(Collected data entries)
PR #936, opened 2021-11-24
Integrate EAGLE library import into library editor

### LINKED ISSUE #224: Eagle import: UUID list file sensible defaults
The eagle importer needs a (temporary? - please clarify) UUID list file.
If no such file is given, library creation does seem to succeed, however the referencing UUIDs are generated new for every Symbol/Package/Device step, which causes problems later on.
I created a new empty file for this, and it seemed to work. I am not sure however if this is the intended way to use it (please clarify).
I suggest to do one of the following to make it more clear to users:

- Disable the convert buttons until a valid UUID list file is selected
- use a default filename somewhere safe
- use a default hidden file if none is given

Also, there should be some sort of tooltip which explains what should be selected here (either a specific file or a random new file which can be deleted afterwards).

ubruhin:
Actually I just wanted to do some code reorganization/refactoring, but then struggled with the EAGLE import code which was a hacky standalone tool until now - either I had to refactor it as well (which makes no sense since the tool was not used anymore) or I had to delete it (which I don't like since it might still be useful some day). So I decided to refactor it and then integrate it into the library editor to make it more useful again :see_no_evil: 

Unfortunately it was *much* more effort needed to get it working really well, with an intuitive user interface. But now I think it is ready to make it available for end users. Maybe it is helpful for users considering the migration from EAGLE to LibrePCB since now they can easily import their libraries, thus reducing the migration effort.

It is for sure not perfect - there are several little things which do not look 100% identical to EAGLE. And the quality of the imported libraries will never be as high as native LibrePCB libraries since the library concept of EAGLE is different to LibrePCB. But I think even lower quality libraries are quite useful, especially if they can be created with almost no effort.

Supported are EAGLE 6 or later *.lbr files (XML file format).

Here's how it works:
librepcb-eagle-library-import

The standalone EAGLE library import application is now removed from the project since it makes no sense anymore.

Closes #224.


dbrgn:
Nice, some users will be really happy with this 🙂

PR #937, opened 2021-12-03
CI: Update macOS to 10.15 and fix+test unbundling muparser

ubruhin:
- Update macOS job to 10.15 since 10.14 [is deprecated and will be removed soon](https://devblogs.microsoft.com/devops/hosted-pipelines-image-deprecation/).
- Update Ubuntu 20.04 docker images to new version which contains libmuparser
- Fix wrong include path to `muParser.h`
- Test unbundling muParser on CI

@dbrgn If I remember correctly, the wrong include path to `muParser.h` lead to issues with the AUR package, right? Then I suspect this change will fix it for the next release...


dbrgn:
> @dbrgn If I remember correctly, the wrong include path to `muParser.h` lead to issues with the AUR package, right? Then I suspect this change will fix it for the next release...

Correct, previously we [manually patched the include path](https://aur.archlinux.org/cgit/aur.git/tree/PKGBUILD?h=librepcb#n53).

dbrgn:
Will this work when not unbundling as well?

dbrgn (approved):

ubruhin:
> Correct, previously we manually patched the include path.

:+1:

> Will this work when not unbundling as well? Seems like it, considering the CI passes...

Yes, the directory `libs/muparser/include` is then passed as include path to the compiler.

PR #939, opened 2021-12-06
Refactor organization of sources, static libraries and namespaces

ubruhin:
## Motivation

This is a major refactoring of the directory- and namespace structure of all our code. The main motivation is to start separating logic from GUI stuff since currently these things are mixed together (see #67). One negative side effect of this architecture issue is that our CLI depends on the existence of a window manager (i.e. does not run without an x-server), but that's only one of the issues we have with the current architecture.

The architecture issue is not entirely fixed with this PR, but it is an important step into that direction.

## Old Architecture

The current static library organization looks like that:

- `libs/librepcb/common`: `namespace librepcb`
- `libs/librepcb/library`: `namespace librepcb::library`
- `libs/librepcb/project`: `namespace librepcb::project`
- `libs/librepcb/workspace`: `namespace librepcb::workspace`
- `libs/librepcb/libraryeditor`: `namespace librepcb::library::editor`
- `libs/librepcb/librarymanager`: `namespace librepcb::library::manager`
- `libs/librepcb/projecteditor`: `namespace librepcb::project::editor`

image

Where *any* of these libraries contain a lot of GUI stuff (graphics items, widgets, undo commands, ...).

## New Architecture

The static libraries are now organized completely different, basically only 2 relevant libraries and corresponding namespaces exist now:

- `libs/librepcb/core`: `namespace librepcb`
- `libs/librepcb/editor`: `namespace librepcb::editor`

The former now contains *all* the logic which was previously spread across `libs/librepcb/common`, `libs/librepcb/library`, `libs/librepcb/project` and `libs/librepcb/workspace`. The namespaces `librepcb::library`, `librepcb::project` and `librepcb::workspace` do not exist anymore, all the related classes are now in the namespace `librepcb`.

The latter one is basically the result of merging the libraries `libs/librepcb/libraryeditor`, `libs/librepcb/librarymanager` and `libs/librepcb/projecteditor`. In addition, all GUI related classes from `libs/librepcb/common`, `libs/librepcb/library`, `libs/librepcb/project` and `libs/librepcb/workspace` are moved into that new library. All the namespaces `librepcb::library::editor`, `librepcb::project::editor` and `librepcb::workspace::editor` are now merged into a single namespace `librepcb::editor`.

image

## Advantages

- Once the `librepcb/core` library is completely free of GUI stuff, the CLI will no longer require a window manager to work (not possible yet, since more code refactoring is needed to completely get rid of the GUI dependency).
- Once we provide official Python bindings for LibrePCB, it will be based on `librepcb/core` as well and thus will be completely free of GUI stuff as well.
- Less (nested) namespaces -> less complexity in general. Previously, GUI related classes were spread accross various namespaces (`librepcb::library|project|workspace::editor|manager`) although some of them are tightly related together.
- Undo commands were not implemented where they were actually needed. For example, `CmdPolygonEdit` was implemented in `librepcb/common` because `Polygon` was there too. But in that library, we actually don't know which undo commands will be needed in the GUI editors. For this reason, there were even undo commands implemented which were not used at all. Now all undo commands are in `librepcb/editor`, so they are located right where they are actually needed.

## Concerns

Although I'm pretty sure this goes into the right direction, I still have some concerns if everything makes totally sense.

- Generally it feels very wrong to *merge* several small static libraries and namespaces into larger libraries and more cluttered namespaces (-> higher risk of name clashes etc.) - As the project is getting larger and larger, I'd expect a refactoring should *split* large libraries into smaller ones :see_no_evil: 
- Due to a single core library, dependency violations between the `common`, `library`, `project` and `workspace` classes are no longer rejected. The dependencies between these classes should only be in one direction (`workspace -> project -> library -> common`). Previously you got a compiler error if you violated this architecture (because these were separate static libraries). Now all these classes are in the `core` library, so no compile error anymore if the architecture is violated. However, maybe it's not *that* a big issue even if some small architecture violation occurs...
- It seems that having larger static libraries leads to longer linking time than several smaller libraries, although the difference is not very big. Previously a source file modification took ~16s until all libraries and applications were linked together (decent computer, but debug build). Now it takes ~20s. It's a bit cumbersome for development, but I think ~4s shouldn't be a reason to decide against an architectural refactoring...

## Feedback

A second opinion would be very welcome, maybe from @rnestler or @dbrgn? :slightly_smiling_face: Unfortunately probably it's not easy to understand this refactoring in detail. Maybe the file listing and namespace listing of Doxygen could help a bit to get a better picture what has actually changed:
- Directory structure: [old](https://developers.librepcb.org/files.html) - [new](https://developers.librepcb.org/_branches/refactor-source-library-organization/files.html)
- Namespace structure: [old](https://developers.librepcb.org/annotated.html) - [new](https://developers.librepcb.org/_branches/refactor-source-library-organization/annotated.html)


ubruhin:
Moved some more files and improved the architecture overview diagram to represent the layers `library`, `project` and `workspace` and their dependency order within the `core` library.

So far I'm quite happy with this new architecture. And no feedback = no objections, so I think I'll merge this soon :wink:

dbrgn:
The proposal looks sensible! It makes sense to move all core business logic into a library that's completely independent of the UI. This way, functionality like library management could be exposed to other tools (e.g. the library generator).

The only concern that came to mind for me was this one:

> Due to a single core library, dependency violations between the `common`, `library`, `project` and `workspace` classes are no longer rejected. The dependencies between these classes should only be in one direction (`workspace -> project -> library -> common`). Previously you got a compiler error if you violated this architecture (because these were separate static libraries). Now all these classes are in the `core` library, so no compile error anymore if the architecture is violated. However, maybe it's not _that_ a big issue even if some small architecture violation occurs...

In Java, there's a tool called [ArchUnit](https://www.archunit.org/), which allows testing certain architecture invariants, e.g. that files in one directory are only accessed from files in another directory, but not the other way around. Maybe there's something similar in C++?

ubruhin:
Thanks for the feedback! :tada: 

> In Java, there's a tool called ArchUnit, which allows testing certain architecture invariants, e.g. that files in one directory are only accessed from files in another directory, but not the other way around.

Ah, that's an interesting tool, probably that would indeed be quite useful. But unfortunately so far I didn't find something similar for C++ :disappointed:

**EXERCISE OBJECTIVE**: Please print the records above exactly from their first line. End with the line containing "The eagle importer", and include it.

**PROBLEM SOLUTION**:
PR #936, opened 2021-11-24
Integrate EAGLE library import into library editor

### LINKED ISSUE #224: Eagle import: UUID list file sensible defaults
The eagle importer needs a (temporary? - please clarify) UUID list file.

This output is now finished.